## [About this exercise]
Write out again the entries from the first line to the line that includes "Envelope offset validation", keeping both of those lines.

--- START ---

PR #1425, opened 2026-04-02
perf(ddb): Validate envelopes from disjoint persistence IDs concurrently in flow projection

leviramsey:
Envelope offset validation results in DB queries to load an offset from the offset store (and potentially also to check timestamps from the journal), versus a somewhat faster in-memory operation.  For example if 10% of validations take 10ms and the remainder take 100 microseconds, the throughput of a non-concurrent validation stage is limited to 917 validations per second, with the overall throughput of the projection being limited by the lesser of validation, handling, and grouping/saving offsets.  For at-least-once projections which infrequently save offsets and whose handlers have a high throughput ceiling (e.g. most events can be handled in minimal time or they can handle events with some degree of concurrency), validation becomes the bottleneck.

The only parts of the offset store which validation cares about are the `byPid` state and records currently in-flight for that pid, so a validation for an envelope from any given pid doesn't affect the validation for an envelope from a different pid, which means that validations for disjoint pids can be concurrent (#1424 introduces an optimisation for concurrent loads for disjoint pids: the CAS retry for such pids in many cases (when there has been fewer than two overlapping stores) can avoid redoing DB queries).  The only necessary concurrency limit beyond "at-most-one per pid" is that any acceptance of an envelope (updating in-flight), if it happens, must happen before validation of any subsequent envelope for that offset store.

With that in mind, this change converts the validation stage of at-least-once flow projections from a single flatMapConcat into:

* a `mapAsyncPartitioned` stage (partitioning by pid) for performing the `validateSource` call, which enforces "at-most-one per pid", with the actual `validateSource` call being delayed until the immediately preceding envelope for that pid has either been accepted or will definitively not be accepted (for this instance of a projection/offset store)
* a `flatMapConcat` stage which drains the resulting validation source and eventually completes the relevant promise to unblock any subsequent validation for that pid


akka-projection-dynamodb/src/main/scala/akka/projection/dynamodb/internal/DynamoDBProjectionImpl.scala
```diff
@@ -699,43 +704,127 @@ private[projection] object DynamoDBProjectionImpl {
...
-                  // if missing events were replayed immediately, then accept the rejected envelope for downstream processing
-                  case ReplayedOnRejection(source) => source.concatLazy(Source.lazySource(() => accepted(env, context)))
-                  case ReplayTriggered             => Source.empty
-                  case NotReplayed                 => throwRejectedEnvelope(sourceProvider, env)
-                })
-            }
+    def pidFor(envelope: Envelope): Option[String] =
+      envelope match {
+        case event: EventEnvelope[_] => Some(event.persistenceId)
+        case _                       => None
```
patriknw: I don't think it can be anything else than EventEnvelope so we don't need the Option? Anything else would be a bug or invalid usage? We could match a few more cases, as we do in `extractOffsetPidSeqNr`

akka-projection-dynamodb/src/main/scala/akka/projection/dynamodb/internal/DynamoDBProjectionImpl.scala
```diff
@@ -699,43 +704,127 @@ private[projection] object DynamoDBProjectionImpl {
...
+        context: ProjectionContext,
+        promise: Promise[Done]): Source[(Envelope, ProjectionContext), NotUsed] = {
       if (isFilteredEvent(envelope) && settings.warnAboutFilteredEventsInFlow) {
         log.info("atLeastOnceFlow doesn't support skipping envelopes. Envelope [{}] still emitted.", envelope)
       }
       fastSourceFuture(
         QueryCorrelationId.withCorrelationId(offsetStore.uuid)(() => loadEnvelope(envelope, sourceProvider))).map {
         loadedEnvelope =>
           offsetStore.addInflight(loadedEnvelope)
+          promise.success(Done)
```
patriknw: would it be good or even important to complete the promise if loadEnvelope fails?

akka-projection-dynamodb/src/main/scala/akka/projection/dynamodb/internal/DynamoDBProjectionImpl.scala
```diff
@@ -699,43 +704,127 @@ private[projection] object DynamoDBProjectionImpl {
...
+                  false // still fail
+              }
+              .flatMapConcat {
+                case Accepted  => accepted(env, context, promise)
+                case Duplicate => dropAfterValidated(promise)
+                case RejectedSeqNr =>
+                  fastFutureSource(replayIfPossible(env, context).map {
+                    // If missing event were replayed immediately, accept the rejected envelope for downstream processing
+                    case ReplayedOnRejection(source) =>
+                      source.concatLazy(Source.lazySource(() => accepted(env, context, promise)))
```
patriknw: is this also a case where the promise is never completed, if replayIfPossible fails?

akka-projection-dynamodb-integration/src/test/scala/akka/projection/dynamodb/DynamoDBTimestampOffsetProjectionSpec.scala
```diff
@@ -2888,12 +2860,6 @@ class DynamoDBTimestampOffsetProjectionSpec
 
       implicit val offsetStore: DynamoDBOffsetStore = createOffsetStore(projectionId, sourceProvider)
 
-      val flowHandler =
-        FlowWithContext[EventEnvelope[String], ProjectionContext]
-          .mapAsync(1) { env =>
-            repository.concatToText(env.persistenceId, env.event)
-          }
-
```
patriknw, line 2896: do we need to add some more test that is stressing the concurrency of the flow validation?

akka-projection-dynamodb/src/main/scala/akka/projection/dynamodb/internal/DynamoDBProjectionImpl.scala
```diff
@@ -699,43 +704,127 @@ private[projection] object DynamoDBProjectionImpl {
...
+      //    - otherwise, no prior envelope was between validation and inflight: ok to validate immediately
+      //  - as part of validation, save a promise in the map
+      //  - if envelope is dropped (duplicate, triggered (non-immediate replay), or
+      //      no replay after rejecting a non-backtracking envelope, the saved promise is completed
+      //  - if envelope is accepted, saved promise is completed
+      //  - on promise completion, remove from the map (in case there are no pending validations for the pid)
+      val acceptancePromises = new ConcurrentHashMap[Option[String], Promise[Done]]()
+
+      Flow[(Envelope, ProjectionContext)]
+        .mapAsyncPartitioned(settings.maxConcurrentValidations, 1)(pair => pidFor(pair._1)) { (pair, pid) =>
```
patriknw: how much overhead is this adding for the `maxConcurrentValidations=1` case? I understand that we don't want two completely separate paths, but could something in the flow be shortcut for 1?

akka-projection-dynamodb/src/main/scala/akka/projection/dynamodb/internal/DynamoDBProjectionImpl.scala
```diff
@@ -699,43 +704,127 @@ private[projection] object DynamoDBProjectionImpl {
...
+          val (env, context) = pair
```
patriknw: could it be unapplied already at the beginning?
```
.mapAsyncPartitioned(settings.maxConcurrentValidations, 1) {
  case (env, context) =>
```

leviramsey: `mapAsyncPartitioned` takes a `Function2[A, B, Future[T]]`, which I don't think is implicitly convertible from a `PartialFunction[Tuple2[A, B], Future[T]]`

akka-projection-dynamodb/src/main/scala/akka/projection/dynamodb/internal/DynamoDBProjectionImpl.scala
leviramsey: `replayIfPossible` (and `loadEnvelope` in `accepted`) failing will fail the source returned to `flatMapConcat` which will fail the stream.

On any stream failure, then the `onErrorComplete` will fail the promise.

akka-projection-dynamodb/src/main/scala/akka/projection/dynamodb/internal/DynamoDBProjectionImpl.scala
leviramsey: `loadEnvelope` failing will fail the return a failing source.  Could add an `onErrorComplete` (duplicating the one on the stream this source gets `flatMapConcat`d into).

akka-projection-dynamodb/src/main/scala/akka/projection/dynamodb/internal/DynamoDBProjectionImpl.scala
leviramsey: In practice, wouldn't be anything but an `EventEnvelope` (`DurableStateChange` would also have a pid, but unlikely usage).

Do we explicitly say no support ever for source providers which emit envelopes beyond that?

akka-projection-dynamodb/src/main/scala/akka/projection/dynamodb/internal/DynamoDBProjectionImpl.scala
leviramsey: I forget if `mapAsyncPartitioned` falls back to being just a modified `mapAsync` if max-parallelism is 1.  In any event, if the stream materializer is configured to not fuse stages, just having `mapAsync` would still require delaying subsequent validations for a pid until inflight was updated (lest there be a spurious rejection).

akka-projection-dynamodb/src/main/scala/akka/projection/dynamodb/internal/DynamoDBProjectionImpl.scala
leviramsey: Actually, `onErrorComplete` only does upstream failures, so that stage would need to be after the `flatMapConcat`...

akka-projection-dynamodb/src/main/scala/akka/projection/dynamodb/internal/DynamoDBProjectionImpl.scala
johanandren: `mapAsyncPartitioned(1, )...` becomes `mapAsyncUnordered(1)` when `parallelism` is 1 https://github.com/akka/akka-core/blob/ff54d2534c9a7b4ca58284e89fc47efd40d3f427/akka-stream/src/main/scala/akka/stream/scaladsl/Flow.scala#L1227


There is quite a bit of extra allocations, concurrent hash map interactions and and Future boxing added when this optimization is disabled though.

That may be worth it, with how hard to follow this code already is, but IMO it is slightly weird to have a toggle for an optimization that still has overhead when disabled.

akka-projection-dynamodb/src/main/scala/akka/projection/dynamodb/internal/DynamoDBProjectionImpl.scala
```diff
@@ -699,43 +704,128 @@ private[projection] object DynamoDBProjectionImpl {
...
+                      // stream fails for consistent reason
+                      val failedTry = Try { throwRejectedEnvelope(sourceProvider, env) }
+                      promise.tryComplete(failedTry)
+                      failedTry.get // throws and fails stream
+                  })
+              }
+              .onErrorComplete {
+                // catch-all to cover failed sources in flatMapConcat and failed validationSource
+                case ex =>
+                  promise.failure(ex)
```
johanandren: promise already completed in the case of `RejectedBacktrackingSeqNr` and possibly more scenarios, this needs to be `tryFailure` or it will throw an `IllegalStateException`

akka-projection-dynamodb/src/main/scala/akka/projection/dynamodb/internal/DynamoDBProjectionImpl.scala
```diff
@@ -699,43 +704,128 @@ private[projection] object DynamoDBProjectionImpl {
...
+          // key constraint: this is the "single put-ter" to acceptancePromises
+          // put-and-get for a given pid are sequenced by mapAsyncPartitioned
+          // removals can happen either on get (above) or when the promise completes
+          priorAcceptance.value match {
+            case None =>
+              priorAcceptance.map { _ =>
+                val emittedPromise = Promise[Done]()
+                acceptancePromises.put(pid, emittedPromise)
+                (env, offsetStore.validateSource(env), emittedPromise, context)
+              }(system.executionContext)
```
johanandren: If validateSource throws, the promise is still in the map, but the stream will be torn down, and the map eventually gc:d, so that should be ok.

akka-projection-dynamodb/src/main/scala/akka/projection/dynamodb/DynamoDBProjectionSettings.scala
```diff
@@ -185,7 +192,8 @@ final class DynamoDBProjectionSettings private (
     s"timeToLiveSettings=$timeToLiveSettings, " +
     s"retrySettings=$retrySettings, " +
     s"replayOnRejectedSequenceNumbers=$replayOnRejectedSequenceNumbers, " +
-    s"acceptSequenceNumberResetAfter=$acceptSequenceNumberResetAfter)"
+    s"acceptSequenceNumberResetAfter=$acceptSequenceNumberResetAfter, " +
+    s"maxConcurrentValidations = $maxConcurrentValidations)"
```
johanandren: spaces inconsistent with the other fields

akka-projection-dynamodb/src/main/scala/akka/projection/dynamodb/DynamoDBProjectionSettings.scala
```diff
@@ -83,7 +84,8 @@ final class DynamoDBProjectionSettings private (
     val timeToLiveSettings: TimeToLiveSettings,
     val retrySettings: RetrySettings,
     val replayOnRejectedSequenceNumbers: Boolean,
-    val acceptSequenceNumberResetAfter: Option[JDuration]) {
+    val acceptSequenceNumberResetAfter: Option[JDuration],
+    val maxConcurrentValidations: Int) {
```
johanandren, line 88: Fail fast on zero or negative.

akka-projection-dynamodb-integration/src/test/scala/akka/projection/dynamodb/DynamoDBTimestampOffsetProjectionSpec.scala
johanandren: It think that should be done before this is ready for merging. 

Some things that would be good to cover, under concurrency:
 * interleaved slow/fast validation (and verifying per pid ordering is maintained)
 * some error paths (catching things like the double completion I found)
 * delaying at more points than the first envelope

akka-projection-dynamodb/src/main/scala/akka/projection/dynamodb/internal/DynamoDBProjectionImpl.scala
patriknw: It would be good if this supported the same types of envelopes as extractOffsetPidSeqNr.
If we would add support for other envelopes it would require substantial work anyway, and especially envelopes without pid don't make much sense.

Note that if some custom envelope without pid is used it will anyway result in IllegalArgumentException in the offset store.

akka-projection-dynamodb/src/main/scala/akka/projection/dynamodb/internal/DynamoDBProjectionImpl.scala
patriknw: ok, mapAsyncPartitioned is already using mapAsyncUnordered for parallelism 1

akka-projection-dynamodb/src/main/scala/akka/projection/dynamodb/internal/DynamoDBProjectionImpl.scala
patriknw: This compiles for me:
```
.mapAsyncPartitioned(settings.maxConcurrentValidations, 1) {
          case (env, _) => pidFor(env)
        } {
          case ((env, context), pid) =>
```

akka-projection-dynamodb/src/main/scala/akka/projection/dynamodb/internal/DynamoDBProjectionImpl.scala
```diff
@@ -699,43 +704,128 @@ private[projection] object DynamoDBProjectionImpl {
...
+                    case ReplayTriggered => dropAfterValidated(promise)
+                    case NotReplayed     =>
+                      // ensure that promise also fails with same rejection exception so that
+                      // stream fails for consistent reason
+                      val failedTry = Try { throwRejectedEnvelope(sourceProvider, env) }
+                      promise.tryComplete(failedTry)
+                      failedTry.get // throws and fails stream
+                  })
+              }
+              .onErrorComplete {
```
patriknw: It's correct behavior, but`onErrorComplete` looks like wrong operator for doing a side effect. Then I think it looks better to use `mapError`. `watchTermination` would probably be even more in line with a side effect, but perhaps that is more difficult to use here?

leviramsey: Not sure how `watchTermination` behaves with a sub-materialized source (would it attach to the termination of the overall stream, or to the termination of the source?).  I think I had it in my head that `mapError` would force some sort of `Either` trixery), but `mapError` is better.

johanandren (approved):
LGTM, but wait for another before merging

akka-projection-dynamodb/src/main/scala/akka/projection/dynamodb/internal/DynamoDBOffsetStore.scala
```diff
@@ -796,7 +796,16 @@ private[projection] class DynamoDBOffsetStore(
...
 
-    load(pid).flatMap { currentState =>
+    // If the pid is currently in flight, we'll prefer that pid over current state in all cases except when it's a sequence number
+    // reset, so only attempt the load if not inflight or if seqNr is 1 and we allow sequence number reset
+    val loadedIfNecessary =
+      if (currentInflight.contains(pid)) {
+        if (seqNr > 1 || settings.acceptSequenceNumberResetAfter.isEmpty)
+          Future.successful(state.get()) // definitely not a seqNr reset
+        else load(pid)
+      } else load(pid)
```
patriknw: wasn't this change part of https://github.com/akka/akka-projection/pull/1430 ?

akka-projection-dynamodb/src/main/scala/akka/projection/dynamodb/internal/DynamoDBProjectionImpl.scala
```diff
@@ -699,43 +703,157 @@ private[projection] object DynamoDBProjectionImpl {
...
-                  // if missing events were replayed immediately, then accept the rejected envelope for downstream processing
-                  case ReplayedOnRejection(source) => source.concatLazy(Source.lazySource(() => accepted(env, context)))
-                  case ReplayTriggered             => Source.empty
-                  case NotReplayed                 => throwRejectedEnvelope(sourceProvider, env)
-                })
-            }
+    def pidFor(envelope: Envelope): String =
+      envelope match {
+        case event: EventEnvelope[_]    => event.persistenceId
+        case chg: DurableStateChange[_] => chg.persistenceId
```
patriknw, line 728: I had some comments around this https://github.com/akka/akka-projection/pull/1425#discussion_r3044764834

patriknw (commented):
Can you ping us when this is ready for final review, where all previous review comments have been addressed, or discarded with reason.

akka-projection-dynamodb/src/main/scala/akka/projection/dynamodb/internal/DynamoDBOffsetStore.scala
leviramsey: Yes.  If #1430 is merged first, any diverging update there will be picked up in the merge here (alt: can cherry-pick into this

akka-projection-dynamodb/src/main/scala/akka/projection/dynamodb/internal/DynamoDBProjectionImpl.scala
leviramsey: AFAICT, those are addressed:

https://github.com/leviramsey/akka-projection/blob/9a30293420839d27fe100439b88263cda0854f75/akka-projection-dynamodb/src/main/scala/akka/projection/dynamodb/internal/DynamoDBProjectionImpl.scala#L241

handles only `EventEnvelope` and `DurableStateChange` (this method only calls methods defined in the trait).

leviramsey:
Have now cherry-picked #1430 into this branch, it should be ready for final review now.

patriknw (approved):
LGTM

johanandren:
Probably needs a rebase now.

--- END ---

## [Answer to this problem]
PR #1425, opened 2026-04-02
perf(ddb): Validate envelopes from disjoint persistence IDs concurrently in flow projection

leviramsey:
Envelope offset validation results in DB queries to load an offset from the offset store (and potentially also to check timestamps from the journal), versus a somewhat faster in-memory operation.  For example if 10% of validations take 10ms and the remainder take 100 microseconds, the throughput of a non-concurrent validation stage is limited to 917 validations per second, with the overall throughput of the projection being limited by the lesser of validation, handling, and grouping/saving offsets.  For at-least-once projections which infrequently save offsets and whose handlers have a high throughput ceiling (e.g. most events can be handled in minimal time or they can handle events with some degree of concurrency), validation becomes the bottleneck.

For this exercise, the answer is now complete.